Metric | Description | Column Types | Threshold Types | MaC Name |
---|---|---|---|---|
Null (%) | Percentage of rows where value is null | All | Manual & ML | NULL_RATE |
Null (count) | Count of rows with null value | All | Manual | NULL_COUNT |
Non-null (count) | Count of rows with non-null value | All | Manual | NON_NULL_COUNT |
Empty string (%) | Percentage of rows where the value is an empty string | String | Manual & ML | EMPTY_STRING_RATE |
Empty string (count) | Count of rows where the value is an empty string | String | Manual | EMPTY_STRING_COUNT |
All spaces (%) | Percentage of rows where the text value is whitespace only | String | Manual & ML | TEXT_ALL_SPACE_RATE |
All spaces (count) | Count of rows where the text value is whitespace only | String | Manual | TEXT_ALL_SPACE_COUNT |
NaN (%) | Percentage of rows with a value of NaN (Not a Number), meaning the value is undefined | Numeric | Manual & ML | NAN_RATE |
NaN (count) | Count of rows with a value of NaN (Not a Number), meaning the value is undefined | Numeric | Manual | NAN_COUNT |
"none" or "null" (%) | Percentage of rows where the text value is a null keyword ("none", "null", "nil", "nothing" or "n/a") | String | Manual & ML | TEXT_NULL_KEYWORD_RATE |
"none" or "null" (count) | Count of rows where the text value is a null keyword ("none", "null", "nil", "nothing" or "n/a") | String | Manual | TEXT_NULL_KEYWORD_COUNT |
Distribution
Distribution metrics check for shifts in the numeric profile of data.
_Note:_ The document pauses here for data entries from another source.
PR #253, opened 2018-10-17
ClusterLoader - Updating load test

krzysied:
- Creating all services and then all RCs.
- Fixing tuning sets.

### DIFF
--- a/clusterloader2/testing/load/config.yaml
+++ b/clusterloader2/testing/load/config.yaml
@@ -1,36 +1,39 @@
+# ASSUMPTIONS:
+# - Underlying cluster should have 100+ nodes.
+# - Number of nodes should be divisible by NODES_PER_NAMESPACE (default 100).
+
 #Constants
 {{$BIG_GROUP_SIZE := 250}}
 {{$MEDIUM_GROUP_SIZE := 30}}
 {{$SMALL_GROUP_SIZE := 5}}
-{{$PODS_PER_NODE := 30}}
 {{$NODES_PER_NAMESPACE := 100}}
-#Variables
+{{$PODS_PER_NODE := 30}}
+{{$TEST_THROUGHPUT := 10}}
 # bigRCs - 1/4 of all pods should be in big RCs.
-{{$bigRCs := MultiplyInt .Nodes 0.03}}
+{{$BIG_RCS_PER_NAMESPACE := 3}}
 # mediumRCs - 1/4 of all pods should be in medium RCs.
-{{$mediumRCs := MultiplyInt .Nodes 0.25}}
+{{$MEDIUM_RCS_PER_NAMESPACE := 25}}
 # smallRCs - 1/2 of all pods should be in small RCs.
-{{$smallRCs := MultiplyInt .Nodes 3}}
-{{$namespaces := DivideInt (SubtractInt .Nodes 1) $NODES_PER_NAMESPACE | AddInt 1}}
-{{$bigRCsPerNamespace := DivideInt $bigRCs $namespaces}}
-{{$mediumRCsPerNamespace := DivideInt $mediumRCs $namespaces}}
-{{$smallRCsPerNamespace := DivideInt $smallRCs $namespaces}}
-{{$totalPodsRounded := AddInt (MultiplyInt $bigRCs $BIG_GROUP_SIZE) (MultiplyInt $mediumRCs $MEDIUM_GROUP_SIZE) (MultiplyInt $smallRCs $SMALL_GROUP_SIZE)}}
-# saturationQPS - qps for RC operations should be an equivalent to 10 [pods/s].
-{{$saturationQPS := DivideFloat (AddInt $bigRCs $mediumRCs $smallRCs) (DivideFloat $totalPodsRounded 10)}}
-#Test
+{{$SMALL_RCS_PER_NAMESPACE := 300}}
+
+#Variables
+{{$namespaces := DivideInt .Nodes $NODES_PER_NAMESPACE}}
+{{$totalPods := MultiplyInt $namespaces $NODES_PER_NAMESPACE $PODS_PER_NODE}}
+{{$saturationTime := DivideInt $totalPods $TEST_THROUGHPUT}}
+
+
 name: load
 automanagedNamespaces: {{$namespaces}}
 tuningSets:
-- name: AvgSaturationQPS
-  randomizedLoad:
-    averageQps: {{$saturationQPS}}
-- name: AvgScalingQPS
-  randomizedLoad:
+- name: RandomizedSaturationTimeLimited
+  RandomizedTimeLimitedLoad:
+    timeLimit: {{$saturationTime}}s
+- name: RandomizedScalingTimeLimited
+  RandomizedTimeLimitedLoad:
     # The expected number of created/deleted pods is totalPods/4 when scaling,
     # as each RC changes its size from X to a uniform random value in [X/2, 3X/2].
-    # To match 10 [pods/s] requirement, we need to multiply saturationQPS by 4.
-    averageQps: {{MultiplyFloat $saturationQPS 4}}
+    # To match 10 [pods/s] requirement, we need to divide saturationTime by 4.
+    timeLimit: {{DivideInt $saturationTime 4}}s
 steps:
 - measurements:
   - Identifier: APIResponsiveness
@@ -44,14 +47,14 @@ steps:
     Params:
       action: start
       kind: ReplicationController
-      labelSelector: kind = loadRC
+      labelSelector: group = load
       operationTimeout: 10m
 - phases:
   - namespaceRange:
       min: 1
       max: {{$namespaces}}
-    replicasPerNamespace: {{$bigRCsPerNamespace}}
-    tuningSet: AvgSaturationQPS
+    replicasPerNamespace: {{$BIG_RCS_PER_NAMESPACE}}
+    tuningSet: RandomizedSaturationTimeLimited
     objectBundle:
     - basename: big-service
       objectTemplatePath: service.yaml
@@ -65,8 +68,8 @@ steps:
   - namespaceRange:
       min: 1
       max: {{$namespaces}}
-    replicasPerNamespace: {{$mediumRCsPerNamespace}}
-    tuningSet: AvgSaturationQPS
+    replicasPerNamespace: {{$MEDIUM_RCS_PER_NAMESPACE}}
+    tuningSet: RandomizedSaturationTimeLimited
     objectBundle:
     - basename: medium-service
       objectTemplatePath: service.yaml
@@ -80,8 +83,8 @@ steps:
   - namespaceRange:
       min: 1
       max: {{$namespaces}}
-    replicasPerNamespace: {{$smallRCsPerNamespace}}
-    tuningSet: AvgSaturationQPS
+    replicasPerNamespace: {{$SMALL_RCS_PER_NAMESPACE}}
+    tuningSet: RandomizedSaturationTimeLimited
     objectBundle:
     - basename: small-service
       objectTemplatePath: service.yaml
@@ -103,8 +106,8 @@ steps:
   - namespaceRange:
       min: 1
       max: {{$namespaces}}
-    replicasPerNamespace: {{$bigRCsPerNamespace}}
-    tuningSet: AvgScalingQPS
+    replicasPerNamespace: {{$BIG_RCS_PER_NAMESPACE}}
+    tuningSet: RandomizedScalingTimeLimited
     objectBundle:
     - basename: big-rc
       objectTemplatePath: rc.yaml
@@ -114,8 +117,8 @@ steps:
   - namespaceRange:
       min: 1
       max: {{$namespaces}}
-    replicasPerNamespace: {{$mediumRCsPerNamespace}}
-    tuningSet: AvgScalingQPS
+    replicasPerNamespace: {{$MEDIUM_RCS_PER_NAMESPACE}}
+    tuningSet: RandomizedScalingTimeLimited
     objectBundle:
     - basename: medium-rc
       objectTemplatePath: rc.yaml
@@ -125,8 +128,8 @@ steps:
   - namespaceRange:
       min: 1
       max: {{$namespaces}}
-    replicasPerNamespace: {{$smallRCsPerNamespace}}
-    tuningSet: AvgScalingQPS
+    replicasPerNamespace: {{$SMALL_RCS_PER_NAMESPACE}}
+    tuningSet: RandomizedScalingTimeLimited
     objectBundle:
     - basename: small-rc
       objectTemplatePath: rc.yaml
@@ -145,7 +148,7 @@ steps:
       min: 1
       max: {{$namespaces}}
     replicasPerNamespace: 0
-    tuningSet: AvgSaturationQPS
+    tuningSet: RandomizedSaturationTimeLimited
     objectBundle:
     - basename: big-service
       objectTemplatePath: service.yaml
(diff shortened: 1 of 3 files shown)


clusterloader2/testing/load/config.yaml
```diff
@@ -17,20 +17,37 @@
 {{$smallRCsPerNamespace := DivideInt $smallRCs $namespaces}}
 {{$totalPodsRounded := AddInt (MultiplyInt $bigRCs $BIG_GROUP_SIZE) (MultiplyInt $mediumRCs $MEDIUM_GROUP_SIZE) (MultiplyInt $smallRCs $SMALL_GROUP_SIZE)}}
 # saturationQPS - qps for RC operations should be an equivalent to 10 [pods/s].
-{{$saturationQPS := DivideFloat (AddInt $bigRCs $mediumRCs $smallRCs) (DivideFloat $totalPodsRounded 10)}}
+{{$bigSaturationQPS := DivideFloat $bigRCs (DivideFloat $totalPodsRounded 10)}}
+{{$mediumSaturationQPS := DivideFloat $mediumRCs (DivideFloat $totalPodsRounded 10)}}
```
wojtek-t: TBH, I don't think it's exaclty what we want.
I think we should go a different direction to make the test much simpler.

What we know is that we would like to generate average 10pods/s throughput.
So I would suggest introducing a different TuningSet type like:
RandomizedLoad
but where you pass total time over which you spread operations, not the QPS.

That would make it waaaay simpler, because all you will need is one tuningset, not one tunningset per type.

krzysied: > That would make it waaaay simpler, because all you will need is one tuningset, not one tunningset per type.

I guess I have to disagree. If you want to spreed something randomly, you also have to know the number of action to be spread.
Here I see three options:
 - Tuning set takes time and number of operations as a parameters. Still separate tuning sets will be required.
- Add options to have tuning set on step level. It propagates to phases. This one tuning set will be shared. (Still requires previous point)
- Reimplement tuning sets so it takes list of operation to run. (I'm not a fan of this idea though.)

wojtek-t: > Reimplement tuning sets so it takes list of operation to run. (I'm not a fan of this idea though.)

This is what I had on my mind.
Why do you say it's a bad idea?

krzysied: > Why do you say it's a bad idea?

It's not a bad idea. It will just require reimplementing all tuning sets and how the phases are handled and this will take time.

clusterloader2/testing/load/config.yaml
```diff
@@ -15,22 +16,39 @@
 {{$bigRCsPerNamespace := DivideInt $bigRCs $namespaces}}
 {{$mediumRCsPerNamespace := DivideInt $mediumRCs $namespaces}}
 {{$smallRCsPerNamespace := DivideInt $smallRCs $namespaces}}
-{{$totalPodsRounded := AddInt (MultiplyInt $bigRCs $BIG_GROUP_SIZE) (MultiplyInt $mediumRCs $MEDIUM_GROUP_SIZE) (MultiplyInt $smallRCs $SMALL_GROUP_SIZE)}}
+{{$totalPods := AddInt (MultiplyInt $bigRCs $BIG_GROUP_SIZE) (MultiplyInt $mediumRCs $MEDIUM_GROUP_SIZE) (MultiplyInt $smallRCs $SMALL_GROUP_SIZE)}}
 # saturationQPS - qps for RC operations should be an equivalent to 10 [pods/s].
-{{$saturationQPS := DivideFloat (AddInt $bigRCs $mediumRCs $smallRCs) (DivideFloat $totalPodsRounded 10)}}
+{{$bigSaturationQPS := DivideFloat $bigRCs (DivideFloat $totalPods 10)}}
+{{$mediumSaturationQPS := DivideFloat $mediumRCs (DivideFloat $totalPods 10)}}
+{{$smallSaturationQPS := DivideFloat $smallRCs (DivideFloat $totalPods 10)}}
```
wojtek-t: >> Why do you say it's a bad idea?

> It's not a bad idea. It will just require reimplementing all tuning sets and how the phases are handled and this will take time.

I just looked into it and I didn't realize that tuning sets are implemented based on tickers.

Metric | Description | Column Types | Threshold Types | MaC Name |
---|---|---|---|---|
Mean | Average value across all rows | Numeric | Manual & ML | NUMERIC_MEAN |
Median | Median value across all rows | Numeric | Manual & ML | NUMERIC_MEDIAN |
Min | Minimum value across all rows | Numeric | Manual & ML | NUMERIC_MIN |
Max | Maximum value across all rows | Numeric | Manual & ML | NUMERIC_MAX |
20th percentile | 20th percentile of values | Numeric | Manual & ML | PERCENTILE_20 |
40th percentile | 40th percentile of values | Numeric | Manual & ML | PERCENTILE_40 |
60th percentile | 60th percentile of values | Numeric | Manual & ML | PERCENTILE_60 |
80th percentile | 80th percentile of values | Numeric | Manual & ML | PERCENTILE_80 |
Zero (%) | Percentage rows with value equal to zero | Numeric | Manual & ML | ZERO_RATE |
Zero (count) | Count of rows with value equal to zero | Numeric | Manual | ZERO_COUNT |
Negative (%) | Percentage of rows that have a negative value | Numeric | Manual & ML | NEGATIVE_RATE |
Negative (count) | Count of rows that have a negative value | Numeric | Manual | NEGATIVE_COUNT |
Standard deviation | Standard deviation of values | Numeric | Manual & ML | NUMERIC_STDDEV |
Sum | Sum of values across all rows | Numeric | Manual | SUM |
True (%) | Percentage of rows where the value is true | Boolean | Manual & ML | TRUE_RATE |
True (count) | Count of rows where the value is true | Boolean | Manual | TRUE_COUNT |
False (%) | Percentage of rows where the value is false | Boolean | Manual & ML | FALSE_RATE |
False (count) | Count of rows where the value is false | Boolean | Manual | FALSE_COUNT |
Validity
Validity metrics check that values are honoring expected and usable formats, including common data entry errors.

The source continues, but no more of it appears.